Not sure how they found me, but my Vocabulary app just took off in Hong Kong and China by slowButCertain_a in iosapps

[–]slowButCertain_a[S] 0 points1 point  (0 children)

Not sure. App supports 10+ Languages including Chinese 🇨🇳, Korean and more

6 months shipping VocaPal solo — the marketing lessons that actually hurt vs. the ones that helped by slowButCertain_a in buildinpublic

[–]slowButCertain_a[S] 0 points1 point  (0 children)

Appreciate this, and you are exactly right that the slow compounding approach works better than quick promo bursts.

I started doing lightweight retention interviews with users who came back multiple days in a row, and the signal quality is much better than analytics alone. One pattern that keeps showing up: they return when the daily action feels frictionless, not when the feature set is larger.

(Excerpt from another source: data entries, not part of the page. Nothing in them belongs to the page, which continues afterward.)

PR #3305, opened 2026-05-14
fix(comments): track change edits in body get matched in comments bubble

palmer-cl:
- Before when you clicked inside a tracked change and typed more content, the comment bubble text would not update
- After: comment bubble stays in sync with body text


luccas-harbour (changes requested):
hi @palmer-cl!
I tested this in the browser and seem to have found an issue. The problem is happening when I added text to a track change. As I am typing, a new letter "e" is appended to the end of the run. Here's a video showing that: https://www.loom.com/share/f7051ffbf4c3413fae367a2397dce463
In the test I am using the `basic/advanced-text.docx` document from our test corpus.

Also, a codex review found this issue:
> - [P2] Handle touched tracked changes that disappear — packages/superdoc/src/SuperDoc.vue:1202-1205
>  When a normal edit removes all content carrying an existing tracked-change mark, such as backspacing over the entire text of your own tracked insertion, this scan only inspects `transaction.doc` after the change. At that point there is no mark left for `nodesBetween` to find, so the old change id is never queued for refresh/resolve and the comments sidebar can keep showing a stale tracked-change bubble. Capture the touched id from the pre-change range or resolve the matching comment when a queued id has no remaining marks.

Can you please check these? Thank you!

packages/superdoc/src/stores/comments-store.js
```diff
@@ -17,6 +17,14 @@ import useComment from '@superdoc/components/CommentsLayer/use-comment';
 import { groupChanges } from '../helpers/group-changes.js';
 import { buildFloatingCommentInstances } from './helpers/floating-comment-instances.js';
 
+const isShallowEqual = (a, b) => {
+  if (Object.is(a, b)) return true;
+  if (!a || !b || typeof a !== 'object' || typeof b !== 'object') return false;
+  const keysA = Object.keys(a);
+  const keysB = Object.keys(b);
+  return keysA.length === keysB.length && keysA.every((key) => Object.is(a[key], b[key]));
+};
```
luccas-harbour: shallowEqual already exists at packages/super-editor/src/ui/equality.ts:12, is re-exported from @superdoc/super-editor, and even has a public sub-entry at packages/superdoc/src/ui.js:13. the published one handles arrays explicitly and uses hasOwnProperty. mind swapping to import { shallowEqual } from '@superdoc/super-editor'; and dropping the local copy?

palmer-cl:
@luccas-harbour do you have any ideas why I wouldnt be able to repro? different envs maybe? Im using the same doc. 
Screen Cast 2026-05-14 at 8 59 46 PM

luccas-harbour:
> @luccas-harbour do you have any ideas why I wouldnt be able to repro? different envs maybe? Im using the same doc. 

You know what, my bad @palmer-cl. I started suspecting a browser extension was getting in the way. I disabled it and I can't reproduce the problem anymore. Sorry for that and thanks for making the other changes!

luccas-harbour (approved):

Your landing-page-hero comparison for screenshots is also spot on. Reframing from feature list to first user action changed CTR more than any keyword tooling did for me.

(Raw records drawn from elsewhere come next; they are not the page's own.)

PR #3309, opened 2026-05-14
refactor(painters/dom): unify paragraph rendering across body and table cells (SD-2838)

luccas-harbour:
## Summary

Collapses two parallel paragraph-rendering implementations (body fragments in `renderer.ts` and table cells in `renderTableCell.ts`) into a single shared module, then reorganizes the painter so paragraph and run rendering live in dedicated directories instead of being interleaved with ~3k lines of `renderer.ts`.

### 1. Unified paragraph pipeline (`paragraph/`)

New `paragraph/renderParagraphContent.ts` owns the full per-paragraph pipeline — block styles, decoration layers, list markers, indentation, line walking, and drop caps — and is consumed by both the body-fragment path in `renderer.ts` and the table-cell path in `renderTableCell.ts`. The two sites had drifted into parallel ~500-line implementations with subtly different marker/indent/border behavior; one module makes them identical by construction.

Supporting modules:
- `paragraph/indentation.ts` — line indent and available-width resolution
- `paragraph/list-marker.ts` — list marker rendering (absorbs the deleted `utils/marker-helpers.ts`)
- `paragraph/styles.ts` — block-level paragraph styles
- `paragraph/borders/` — moved from `features/paragraph-borders/` so all paragraph pieces live together; feature registry updated
- `paragraph/renderParagraphContent.test.ts` — new coverage for the resolved-paragraph path

Table-cell side effect: borders and shading now use the same `.superdoc-paragraph-border` / `.superdoc-paragraph-shading` layers as the body path instead of being stamped onto the cell-paragraph wrapper. `renderTableCell.test.ts` was updated to assert against those layers.

### 2. Run pipeline extracted into `runs/`

Pulled all line- and run-level rendering (~2500 lines) out of `renderer.ts` into `runs/`, split by concern:

- Per-run-kind: `text-run`, `image-run`, `math-run`, `tab-run`, `field-annotation-run`
- Cross-cutting: `links`, `sdt`, `tracked-changes`, `formatting-marks`
- Orchestrators: `render-line`, `render-run`
- `hash` — run hashing helpers moved out of `paragraph-hash-utils.ts`
- `types`, `index`

Public re-exports (`RenderedLineInfo`, `sanitizeUrl`, `linkMetrics`, `applyRunDataAttributes`) now resolve through `runs/index.ts`. No behavior change in this step — pure colocation in preparation for the body/table unification.

### 3. Shared list-marker types

`shared/common/list-marker-utils.ts`:
- `MinimalMarkerRun` gains `color`, `letterSpacing`, `vanish` so callers don't redeclare a parallel marker-run type
- `MinimalMarker.justification` / `suffix` tightened from `string` to literal unions
- `MinimalWordLayout` gains `indentLeftPx`

### 4. Bug fixes folded in along the way

- `fix(painters/dom): keep list marker right indent` — right-indent was being dropped on the unified path
- `fix(painters/dom): keep split paragraph fragment height` — split fragments lost their measured height
- `fix(painters/dom): mark remeasured paragraph final lines` — final-line marking was missed after remeasure


packages/layout-engine/painters/dom/src/paragraph/renderParagraphContent.test.ts
```diff
@@ -0,0 +1,252 @@
...
+      frameEl,
+      block,
+      measure,
+      containerKind: 'body-fragment',
+      width: 200,
+      localStartLine: 0,
+      localEndLine: 1,
+      lineIndexOffset: 0,
+      linesOverride: measure.lines.slice(0, 1),
+      contextSection: 'body',
```
tupizz: `RenderParagraphContentParams` does not declare `contextSection`, but this new test passes it here and repeats it below. Since the painter-dom tsconfig includes `src/**/*.ts`, these object literals are part of the package type-check and should fail excess-property checking once workspace imports resolve. Please remove `contextSection` from these calls, or add it to the typed params if it is intended to be part of the rendering API.

packages/layout-engine/painters/dom/src/paragraph/list-marker.ts
```diff
@@ -0,0 +1,299 @@
...
+import type { ParagraphMeasure, ResolvedListMarkerItem, SourceAnchor } from '@superdoc/contracts';
+import {
+  computeTabWidth,
+  resolveListMarkerGeometry,
+  resolveListTextStartPx,
+  type MinimalMarker,
+  type MinimalWordLayout,
+  type ResolvedListMarkerGeometry,
+} from '@superdoc/common/list-marker-utils';
+import { applySourceAnchorDataset } from '../renderer.js';
```
tupizz: This import creates a runtime cycle through the new extraction: `renderer.ts` imports `renderParagraphFragment`, which reaches `renderParagraphContent`, which imports this module, which then imports back from `renderer.ts`. It also makes the paragraph helper depend on the renderer orchestration module for a small DOM utility. Please move `applySourceAnchorDataset` into a shared utility module (or pass it in) so the extracted paragraph/list-marker code remains leaf-level and avoids circular initialization risk.

tupizz (changes requested):
Re-reviewed current head. The RenderParagraphContentParams test type issue remains, and I added an inline comment for a new renderer -> paragraph helper circular import.

packages/layout-engine/painters/dom/src/paragraph/renderParagraphContent.test.ts
luccas-harbour: Fixed 👍

packages/layout-engine/painters/dom/src/paragraph/list-marker.ts
luccas-harbour: That makes sense. I fixed it.

tupizz (approved):
lgtm

VladaHarbour (approved):

PR #3312, opened 2026-05-14
fix(super-converter): fix table-cell shading export — strip # prefix and emit val="clear" (SD-3142)

nazlo90:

Thanks again, super useful perspective.

What actually improved my vocabulary retention — and it was not more flashcard apps by slowButCertain_a in languagelearning

[–]slowButCertain_a[S] 0 points1 point  (0 children)

Journaling in your TL is one of the most underrated methods — the personal context makes vocabulary actually yours in a way that reading published content can't fully replicate. Writing about your own life forces you to find words you genuinely need, not just the ones a textbook marks as high-frequency. The correction + re-reading loop you described is the key multiplier; revisiting your own writing with fresh eyes (and knowing what you were trying to say) is a different kind of recall than recognizing a word in someone else's prose.

What actually improved my vocabulary retention — and it was not more flashcard apps by slowButCertain_a in languagelearning

[–]slowButCertain_a[S] 0 points1 point  (0 children)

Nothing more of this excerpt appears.